##### MATERIALS PROVIDED #####

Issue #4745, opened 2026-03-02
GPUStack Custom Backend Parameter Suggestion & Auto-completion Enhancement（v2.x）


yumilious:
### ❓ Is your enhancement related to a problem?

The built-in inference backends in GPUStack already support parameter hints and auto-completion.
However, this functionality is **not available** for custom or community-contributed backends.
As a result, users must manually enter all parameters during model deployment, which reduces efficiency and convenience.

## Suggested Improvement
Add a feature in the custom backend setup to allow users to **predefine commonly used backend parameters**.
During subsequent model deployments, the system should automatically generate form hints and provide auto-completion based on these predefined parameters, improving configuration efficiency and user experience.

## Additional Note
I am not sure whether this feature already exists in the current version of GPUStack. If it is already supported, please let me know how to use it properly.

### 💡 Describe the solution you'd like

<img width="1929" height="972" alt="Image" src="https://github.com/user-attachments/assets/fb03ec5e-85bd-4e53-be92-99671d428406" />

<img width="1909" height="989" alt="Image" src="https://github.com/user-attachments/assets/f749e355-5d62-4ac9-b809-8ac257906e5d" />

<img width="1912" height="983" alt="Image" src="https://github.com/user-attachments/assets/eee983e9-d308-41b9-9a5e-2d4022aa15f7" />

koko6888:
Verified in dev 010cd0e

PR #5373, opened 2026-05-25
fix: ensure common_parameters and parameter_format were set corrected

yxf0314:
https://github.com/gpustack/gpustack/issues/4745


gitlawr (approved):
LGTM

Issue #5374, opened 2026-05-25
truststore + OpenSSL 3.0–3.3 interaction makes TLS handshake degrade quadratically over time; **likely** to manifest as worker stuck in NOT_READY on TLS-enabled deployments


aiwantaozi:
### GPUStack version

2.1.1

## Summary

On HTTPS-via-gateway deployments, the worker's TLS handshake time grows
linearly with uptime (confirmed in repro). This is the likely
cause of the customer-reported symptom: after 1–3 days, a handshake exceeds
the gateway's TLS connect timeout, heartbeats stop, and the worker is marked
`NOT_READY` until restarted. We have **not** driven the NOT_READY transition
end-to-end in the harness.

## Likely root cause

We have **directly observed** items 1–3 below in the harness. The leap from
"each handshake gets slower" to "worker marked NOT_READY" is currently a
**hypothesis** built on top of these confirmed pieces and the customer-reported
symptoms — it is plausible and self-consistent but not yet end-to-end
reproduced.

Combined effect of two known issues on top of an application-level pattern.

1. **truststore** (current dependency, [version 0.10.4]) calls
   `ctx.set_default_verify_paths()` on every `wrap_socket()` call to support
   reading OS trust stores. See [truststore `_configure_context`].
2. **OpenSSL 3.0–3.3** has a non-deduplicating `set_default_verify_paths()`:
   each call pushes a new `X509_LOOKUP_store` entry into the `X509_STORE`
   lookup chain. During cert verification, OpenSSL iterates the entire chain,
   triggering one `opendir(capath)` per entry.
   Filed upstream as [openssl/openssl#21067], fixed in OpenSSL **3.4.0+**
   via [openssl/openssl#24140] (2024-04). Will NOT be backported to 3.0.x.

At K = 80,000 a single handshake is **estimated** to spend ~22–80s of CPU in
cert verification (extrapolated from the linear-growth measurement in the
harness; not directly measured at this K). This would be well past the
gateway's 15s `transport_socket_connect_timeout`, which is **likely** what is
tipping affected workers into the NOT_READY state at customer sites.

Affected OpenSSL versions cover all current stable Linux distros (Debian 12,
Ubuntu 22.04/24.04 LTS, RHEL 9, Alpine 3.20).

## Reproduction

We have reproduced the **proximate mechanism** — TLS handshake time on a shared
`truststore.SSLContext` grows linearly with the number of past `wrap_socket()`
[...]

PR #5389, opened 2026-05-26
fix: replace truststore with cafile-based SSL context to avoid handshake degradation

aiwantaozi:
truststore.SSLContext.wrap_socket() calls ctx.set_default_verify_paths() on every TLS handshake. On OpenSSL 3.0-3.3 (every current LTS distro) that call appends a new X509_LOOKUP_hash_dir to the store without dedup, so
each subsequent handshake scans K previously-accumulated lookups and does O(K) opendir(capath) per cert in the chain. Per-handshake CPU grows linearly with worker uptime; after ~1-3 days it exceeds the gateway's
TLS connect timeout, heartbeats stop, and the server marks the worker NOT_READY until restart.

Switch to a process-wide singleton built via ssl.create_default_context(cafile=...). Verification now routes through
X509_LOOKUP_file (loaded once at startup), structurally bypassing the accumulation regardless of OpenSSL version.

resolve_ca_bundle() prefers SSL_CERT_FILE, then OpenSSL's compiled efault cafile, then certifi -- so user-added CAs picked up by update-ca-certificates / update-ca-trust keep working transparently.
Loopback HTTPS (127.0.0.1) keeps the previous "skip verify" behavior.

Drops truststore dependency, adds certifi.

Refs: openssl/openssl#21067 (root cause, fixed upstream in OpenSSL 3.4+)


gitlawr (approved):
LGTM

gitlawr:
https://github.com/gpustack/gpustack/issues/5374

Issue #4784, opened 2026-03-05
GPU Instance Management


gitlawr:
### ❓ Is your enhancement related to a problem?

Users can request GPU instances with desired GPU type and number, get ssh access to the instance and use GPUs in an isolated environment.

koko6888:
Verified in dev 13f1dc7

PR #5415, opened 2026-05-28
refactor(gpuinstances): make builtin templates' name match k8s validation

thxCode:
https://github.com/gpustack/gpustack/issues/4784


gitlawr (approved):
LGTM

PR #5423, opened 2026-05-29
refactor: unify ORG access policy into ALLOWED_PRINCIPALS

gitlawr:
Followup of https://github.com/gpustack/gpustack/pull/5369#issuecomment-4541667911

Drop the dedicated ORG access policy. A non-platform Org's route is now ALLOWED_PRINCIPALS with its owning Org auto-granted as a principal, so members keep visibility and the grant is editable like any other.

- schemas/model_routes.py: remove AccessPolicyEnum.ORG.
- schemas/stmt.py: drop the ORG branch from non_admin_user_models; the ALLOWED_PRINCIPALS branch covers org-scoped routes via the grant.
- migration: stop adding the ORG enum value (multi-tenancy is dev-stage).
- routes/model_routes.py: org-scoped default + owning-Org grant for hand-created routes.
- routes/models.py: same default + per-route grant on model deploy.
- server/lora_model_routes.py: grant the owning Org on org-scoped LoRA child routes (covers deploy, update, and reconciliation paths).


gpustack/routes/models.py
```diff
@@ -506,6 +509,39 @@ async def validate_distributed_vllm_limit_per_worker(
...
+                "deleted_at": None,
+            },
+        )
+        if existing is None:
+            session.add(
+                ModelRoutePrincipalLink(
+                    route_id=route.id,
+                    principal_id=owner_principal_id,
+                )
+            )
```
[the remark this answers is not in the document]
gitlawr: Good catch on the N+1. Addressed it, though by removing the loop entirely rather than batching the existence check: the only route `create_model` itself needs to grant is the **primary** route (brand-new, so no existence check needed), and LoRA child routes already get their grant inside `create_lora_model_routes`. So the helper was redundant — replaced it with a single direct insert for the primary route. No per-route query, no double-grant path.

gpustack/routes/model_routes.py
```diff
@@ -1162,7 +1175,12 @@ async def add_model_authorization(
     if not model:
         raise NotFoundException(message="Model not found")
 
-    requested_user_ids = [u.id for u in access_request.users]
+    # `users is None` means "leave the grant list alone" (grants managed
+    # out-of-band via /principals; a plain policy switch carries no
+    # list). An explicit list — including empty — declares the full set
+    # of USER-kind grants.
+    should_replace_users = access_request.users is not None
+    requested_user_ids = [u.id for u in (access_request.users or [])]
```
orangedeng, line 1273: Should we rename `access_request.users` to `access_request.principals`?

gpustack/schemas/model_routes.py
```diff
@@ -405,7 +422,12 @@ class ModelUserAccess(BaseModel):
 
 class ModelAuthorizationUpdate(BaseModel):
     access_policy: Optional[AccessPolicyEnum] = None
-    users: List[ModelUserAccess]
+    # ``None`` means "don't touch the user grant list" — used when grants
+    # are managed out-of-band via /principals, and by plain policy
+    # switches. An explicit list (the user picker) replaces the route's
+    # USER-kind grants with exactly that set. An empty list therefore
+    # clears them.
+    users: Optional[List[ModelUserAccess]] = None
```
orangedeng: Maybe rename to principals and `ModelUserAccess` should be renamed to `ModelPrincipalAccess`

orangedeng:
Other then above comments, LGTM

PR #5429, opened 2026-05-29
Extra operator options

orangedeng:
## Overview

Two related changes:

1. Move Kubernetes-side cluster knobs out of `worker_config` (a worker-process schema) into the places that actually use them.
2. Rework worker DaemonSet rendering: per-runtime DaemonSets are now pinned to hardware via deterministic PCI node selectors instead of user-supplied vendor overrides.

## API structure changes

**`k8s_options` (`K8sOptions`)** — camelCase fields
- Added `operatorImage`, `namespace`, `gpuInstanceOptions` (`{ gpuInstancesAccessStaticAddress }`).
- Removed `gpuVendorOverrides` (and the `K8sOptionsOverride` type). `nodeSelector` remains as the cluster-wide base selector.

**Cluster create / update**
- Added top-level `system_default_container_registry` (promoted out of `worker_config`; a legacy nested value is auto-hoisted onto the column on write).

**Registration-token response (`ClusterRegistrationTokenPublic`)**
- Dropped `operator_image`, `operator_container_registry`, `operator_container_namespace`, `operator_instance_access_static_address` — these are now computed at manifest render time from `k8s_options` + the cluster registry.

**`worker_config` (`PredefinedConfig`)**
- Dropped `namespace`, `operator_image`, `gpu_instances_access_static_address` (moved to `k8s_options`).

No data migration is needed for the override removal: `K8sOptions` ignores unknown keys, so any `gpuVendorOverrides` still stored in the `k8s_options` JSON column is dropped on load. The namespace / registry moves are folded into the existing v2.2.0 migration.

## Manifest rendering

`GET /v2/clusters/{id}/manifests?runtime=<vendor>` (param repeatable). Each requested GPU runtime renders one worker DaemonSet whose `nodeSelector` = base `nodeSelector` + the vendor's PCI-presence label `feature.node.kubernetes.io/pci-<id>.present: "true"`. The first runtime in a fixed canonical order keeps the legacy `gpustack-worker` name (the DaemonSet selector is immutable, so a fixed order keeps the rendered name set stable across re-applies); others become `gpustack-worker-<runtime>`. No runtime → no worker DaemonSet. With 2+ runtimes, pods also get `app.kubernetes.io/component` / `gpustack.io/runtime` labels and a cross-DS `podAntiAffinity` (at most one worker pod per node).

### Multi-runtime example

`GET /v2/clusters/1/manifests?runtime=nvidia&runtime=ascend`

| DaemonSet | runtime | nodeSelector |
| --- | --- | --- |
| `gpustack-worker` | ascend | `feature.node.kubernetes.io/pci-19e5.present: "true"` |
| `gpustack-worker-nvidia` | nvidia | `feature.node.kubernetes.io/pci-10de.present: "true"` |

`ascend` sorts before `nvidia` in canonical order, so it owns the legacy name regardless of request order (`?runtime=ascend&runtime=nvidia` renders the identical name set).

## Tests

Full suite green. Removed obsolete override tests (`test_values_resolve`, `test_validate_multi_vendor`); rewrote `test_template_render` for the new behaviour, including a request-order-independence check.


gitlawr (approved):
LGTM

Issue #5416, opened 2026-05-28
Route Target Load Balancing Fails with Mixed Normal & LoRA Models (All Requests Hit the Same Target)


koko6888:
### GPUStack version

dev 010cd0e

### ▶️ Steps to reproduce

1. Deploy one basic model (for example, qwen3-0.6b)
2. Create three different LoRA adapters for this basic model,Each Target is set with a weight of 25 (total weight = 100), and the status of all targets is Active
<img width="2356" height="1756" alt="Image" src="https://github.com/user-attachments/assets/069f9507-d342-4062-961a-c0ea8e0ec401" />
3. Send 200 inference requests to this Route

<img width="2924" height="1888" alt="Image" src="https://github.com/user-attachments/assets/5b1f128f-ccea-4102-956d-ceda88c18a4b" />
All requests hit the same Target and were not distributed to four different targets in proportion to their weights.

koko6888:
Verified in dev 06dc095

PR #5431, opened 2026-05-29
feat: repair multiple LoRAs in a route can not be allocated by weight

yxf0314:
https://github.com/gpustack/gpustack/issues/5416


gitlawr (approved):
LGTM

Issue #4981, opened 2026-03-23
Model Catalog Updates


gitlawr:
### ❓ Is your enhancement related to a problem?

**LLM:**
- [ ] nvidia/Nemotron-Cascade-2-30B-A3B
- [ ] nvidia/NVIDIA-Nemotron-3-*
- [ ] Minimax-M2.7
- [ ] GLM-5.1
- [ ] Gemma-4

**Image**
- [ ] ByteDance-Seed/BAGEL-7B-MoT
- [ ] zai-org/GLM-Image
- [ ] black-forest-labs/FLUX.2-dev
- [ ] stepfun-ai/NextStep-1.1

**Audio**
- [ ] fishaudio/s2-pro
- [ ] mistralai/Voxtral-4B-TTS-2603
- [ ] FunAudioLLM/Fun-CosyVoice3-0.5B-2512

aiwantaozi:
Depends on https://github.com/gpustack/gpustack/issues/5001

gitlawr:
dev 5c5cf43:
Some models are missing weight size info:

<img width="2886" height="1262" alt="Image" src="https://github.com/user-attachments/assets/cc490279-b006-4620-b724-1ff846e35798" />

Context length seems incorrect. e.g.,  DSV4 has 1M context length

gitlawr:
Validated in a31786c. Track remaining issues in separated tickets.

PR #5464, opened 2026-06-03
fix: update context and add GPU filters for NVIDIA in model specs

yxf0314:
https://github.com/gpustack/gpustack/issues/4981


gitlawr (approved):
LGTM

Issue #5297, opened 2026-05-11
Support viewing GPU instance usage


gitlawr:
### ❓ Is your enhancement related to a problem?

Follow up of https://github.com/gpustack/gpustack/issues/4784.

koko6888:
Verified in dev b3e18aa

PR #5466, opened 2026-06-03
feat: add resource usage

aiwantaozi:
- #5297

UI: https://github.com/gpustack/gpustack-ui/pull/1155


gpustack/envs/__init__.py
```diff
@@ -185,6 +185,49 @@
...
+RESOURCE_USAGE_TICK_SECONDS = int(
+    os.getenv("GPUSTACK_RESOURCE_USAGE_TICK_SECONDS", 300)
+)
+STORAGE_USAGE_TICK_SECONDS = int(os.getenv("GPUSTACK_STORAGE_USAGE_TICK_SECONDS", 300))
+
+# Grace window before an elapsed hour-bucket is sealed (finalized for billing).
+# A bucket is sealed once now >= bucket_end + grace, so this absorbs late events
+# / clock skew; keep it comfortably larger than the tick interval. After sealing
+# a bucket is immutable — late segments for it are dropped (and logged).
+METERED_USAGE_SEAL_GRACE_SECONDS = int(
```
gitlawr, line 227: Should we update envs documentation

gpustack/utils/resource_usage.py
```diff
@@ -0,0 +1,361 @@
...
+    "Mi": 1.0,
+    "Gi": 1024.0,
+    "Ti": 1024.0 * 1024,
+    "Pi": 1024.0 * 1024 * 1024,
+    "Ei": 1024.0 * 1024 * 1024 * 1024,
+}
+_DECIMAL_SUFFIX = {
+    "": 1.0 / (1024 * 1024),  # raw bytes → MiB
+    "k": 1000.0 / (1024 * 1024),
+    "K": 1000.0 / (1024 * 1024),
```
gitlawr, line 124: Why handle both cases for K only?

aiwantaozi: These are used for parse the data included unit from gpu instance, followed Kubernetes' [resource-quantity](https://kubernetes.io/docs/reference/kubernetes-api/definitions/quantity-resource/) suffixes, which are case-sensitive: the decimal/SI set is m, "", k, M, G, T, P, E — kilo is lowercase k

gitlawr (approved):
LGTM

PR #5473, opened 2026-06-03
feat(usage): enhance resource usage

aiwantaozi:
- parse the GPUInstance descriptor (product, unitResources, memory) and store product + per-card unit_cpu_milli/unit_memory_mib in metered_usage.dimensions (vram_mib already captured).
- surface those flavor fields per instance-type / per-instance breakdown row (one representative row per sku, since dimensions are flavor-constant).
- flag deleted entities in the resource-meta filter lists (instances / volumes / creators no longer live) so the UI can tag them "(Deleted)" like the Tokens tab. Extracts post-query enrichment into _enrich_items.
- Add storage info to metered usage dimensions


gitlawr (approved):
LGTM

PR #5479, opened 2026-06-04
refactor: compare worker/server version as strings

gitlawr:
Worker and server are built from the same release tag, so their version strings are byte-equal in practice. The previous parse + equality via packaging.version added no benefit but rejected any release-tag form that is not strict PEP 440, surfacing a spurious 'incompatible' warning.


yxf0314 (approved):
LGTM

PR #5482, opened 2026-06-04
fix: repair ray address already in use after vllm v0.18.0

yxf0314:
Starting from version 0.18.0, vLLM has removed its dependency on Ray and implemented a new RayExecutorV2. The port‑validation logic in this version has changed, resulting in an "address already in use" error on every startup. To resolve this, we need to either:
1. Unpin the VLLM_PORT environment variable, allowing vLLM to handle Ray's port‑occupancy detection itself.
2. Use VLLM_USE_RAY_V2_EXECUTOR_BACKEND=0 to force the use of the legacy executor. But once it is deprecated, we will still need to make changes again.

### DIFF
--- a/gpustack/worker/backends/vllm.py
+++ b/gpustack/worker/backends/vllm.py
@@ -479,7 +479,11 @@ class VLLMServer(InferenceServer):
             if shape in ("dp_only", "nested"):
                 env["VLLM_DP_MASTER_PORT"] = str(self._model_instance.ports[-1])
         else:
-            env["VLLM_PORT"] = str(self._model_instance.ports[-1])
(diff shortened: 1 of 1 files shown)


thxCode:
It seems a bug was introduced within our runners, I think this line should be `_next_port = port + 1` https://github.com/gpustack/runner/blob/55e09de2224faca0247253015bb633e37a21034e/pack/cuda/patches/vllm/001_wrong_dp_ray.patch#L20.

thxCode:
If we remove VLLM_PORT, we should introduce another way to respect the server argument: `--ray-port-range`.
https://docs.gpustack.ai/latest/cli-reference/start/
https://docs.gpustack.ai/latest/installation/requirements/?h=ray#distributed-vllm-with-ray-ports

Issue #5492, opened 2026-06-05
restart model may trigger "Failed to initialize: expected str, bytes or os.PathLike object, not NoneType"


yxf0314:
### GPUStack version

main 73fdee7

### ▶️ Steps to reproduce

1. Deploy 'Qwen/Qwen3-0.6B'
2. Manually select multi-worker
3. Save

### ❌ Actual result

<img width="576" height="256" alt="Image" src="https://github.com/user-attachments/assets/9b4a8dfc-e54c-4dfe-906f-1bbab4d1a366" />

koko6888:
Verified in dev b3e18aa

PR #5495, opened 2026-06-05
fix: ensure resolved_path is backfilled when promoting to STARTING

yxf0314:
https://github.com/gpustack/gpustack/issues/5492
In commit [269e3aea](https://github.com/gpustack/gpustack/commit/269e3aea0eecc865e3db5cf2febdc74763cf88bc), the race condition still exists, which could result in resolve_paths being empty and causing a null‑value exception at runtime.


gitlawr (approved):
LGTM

#####

### WHAT TO PRODUCE
Check each line above for the word "nested", and give only the number of lines that contain it.

### SOLUTION
2